You can experience a death of the soul, just as you can a little death when you fuck. That’s not exactly what the Sister’s told them. They were focused on spiritual death. It was their job to guard them against that dying you do when everything inside shuts down, all reason, all feeling, how often he has it is another question, this nausea. He’s talking about a special nausea, neither of mind, nor of body, nor exactly of soul, but perhaps of self—what are the differences between Self and soul he has not yet delineated for him, let alone enough for you, but he does not intend to leave this in the dark . . . not yet considered if his anonymity lends itself to this nausea he is trying to tell you about, what he says, what he writes.

To write or not to write is a serious philosophical question, a serious question of whether he can cure himself of this nausea or not. Do you think he can? Does he or doesn’t he? What does he do or does he not do? He does many things that do not require him to have a name, an identity may not be exactly the same thing . . . terrorists with fake passports have identities, no? He is who is he is as I have said before about others in one or another circumstance. Who he is when he is where he is how he is.

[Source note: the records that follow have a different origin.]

PR #30, opened 2020-06-15
SEP 22:  Compartmentalize salt: Use pop-grains (grainsv2) for grain collection

Akm0d:
Grains is currently a static component of salt.  We want it to be developed in a more compartmentalize fashion.
The engineers at SaltStack have created platform-specific projects that functionally replace the grains provided by salt with POP.  We propose that this project, codenamed `grainsv2` becomes available in salt while maintaining backwards compatibility.

### DIFF
--- a/0022-compartmentalize-grains-via-pop.md
+++ b/0022-compartmentalize-grains-via-pop.md
@@ -33,17 +33,17 @@ individual idem-platform projects independently from salt.
 Grains are currently created by calling functions in the salt loader.  We would simply need to call
 external POP functions to collect grains.  We need to maintain backwards compatibility with custom user grains.
 
-- All salt grains have already been ported to and fully tested on the `grainsv2`.
+- All salt grains have already been ported to `grainsv2`.
 - `grainsv2` has many more features than the salt-grains implementation, but is compatible with salt grains.
 - None of the grain names have been changed, but the output of grains is more consistent/complete between platforms.
 - This will resolve many bugs that are open against grains and will migrate those bugs OUT of the salt
 platform -- making salt easier to develop
-- Grains in the new platform are independently and fully tested.
+- Grains in the new platform are independently fully tested.
 - Development will freeze on core.py and the salt/grains folder.
 - This comprises a complete rewrite of ALL grains.  Backwards compatibility is expected, but we need this to get
-in early so that any unintentional issues can be resolved quickly.
+in early so that any unintentional issues can be reet up a conversation with the relevant parties solved quickly.
 - Salt releases will aggressively pin `grainsv2`/idem-platform dependencies with each release.
-- Users will be to update their grains implementation to a custom idem-grain version.
+- Users will be to update their grains implementation to a custom idem-platform version.
 - The use of `grainsv2` will be gated with a config variable; It will be disabled by default.
 - New development for grains will be done in `grainsv2` projects and core.py will remain static.
 - When `grainsv2` gains maturity in salt on the other side of the gate (and python3.5 is dropped) it will completely replace core.py
--- a/0022-compartmentalize-grains-via-pop.md
+++ b/0022-compartmentalize-grains-via-pop.md
@@ -39,7 +39,7 @@ external POP functions to collect grains.  We need to maintain backwards compati
 - This will resolve many bugs that are open against grains and will migrate those bugs OUT of the salt
 platform -- making salt easier to develop
 - Grains in the new platform are independently and fully tested.
-- Development will freeze on core.py it's tests could be skipped for speed improvements.
+- Development will freeze on core.py and the salt/grains folder.
 - This comprises a complete rewrite of ALL grains.  Backwards compatibility is expected, but we need this to get
 in early so that any unintentional issues can be resolved quickly.
 - Salt releases will aggressively pin `grainsv2`/idem-platform dependencies with each release.
--- a/0022-compartmentalize-grains-via-pop.md
+++ b/0022-compartmentalize-grains-via-pop.md
@@ -1,15 +1,15 @@
 - Feature Name: compartmentalize-grains-via pop
 - Start Date: 2020-06-22
 - SEP Status: Draft
-- SEP PR: (leave this empty)
-- Salt Issue: (leave this empty)
+- SEP PR: https://github.com/saltstack/salt/pull/57681
+- Salt Issue: https://github.com/saltstack/salt/issues/57680
 
 # Summary
 [summary]: #summary
 
 Grains is currently a static component of salt.  We want it to be developed in a more compartmentalize fashion.
-The engineers at saltstack have created kernel-specific projects that functionally replace the grains
-provided by salt with POP.  We propose that this project, codenamed `corn` replaces grains in salt while
+The engineers at SaltStack have created platform-specific projects that functionally replace the grains
+provided by salt with POP.  We propose that this project, codenamed `grainsv2` becomes available in salt while
 maintaining backwards compatibility.
 
 # Motivation
@@ -25,7 +25,7 @@ This also solves the issue of `core.py` being an unmaintainable monolith.  It al
 to be independently maintained.
 
 Working group leaders and other community members focused on specific platforms can manage the release cycle for
-individual grains projects independently from salt.
+individual idem-platform projects independently from salt.
 
 # Design
 [design]: #detailed-design
@@ -33,17 +33,20 @@ individual grains projects independently from salt.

To be or not to be by becoming what? He asks, as he has before, always a before, no one is in illo tempore ab origine. He says he becomes; to come to be who he is has been he suggests he has always been, an original self trying to follow its nature? Do you imagine there is an original nature, all of it in that time out of origins, you know how all cultures used to be about eternal return, history and cosmos, the cosmogonies we live by, we must live by them–who do you imagine you are, will be when faced with the end time.

I have always answered this question with a resounding Me–I am I. Even if I had amnesia, I would still be me. What else is there to be? I am not waiting for some me to arrive or think of myself as a destin ation I have to reach before I get to be, whereby I would be perpetually wholly becoming without any being. That’s just a load of shit. I am and I become. To be and not to be is just that. I am being and I am becoming, simultaneously, mutually, reciprocally, without one displacing the existence of the other, although only one can be perceived at a time?

[I know you were looking for something else, or at least I assume you were looking for something else from this. If you were not–then all the better. If you were, what then? I do not have any intensions of apologizing. It is always a take it or leave proposition.]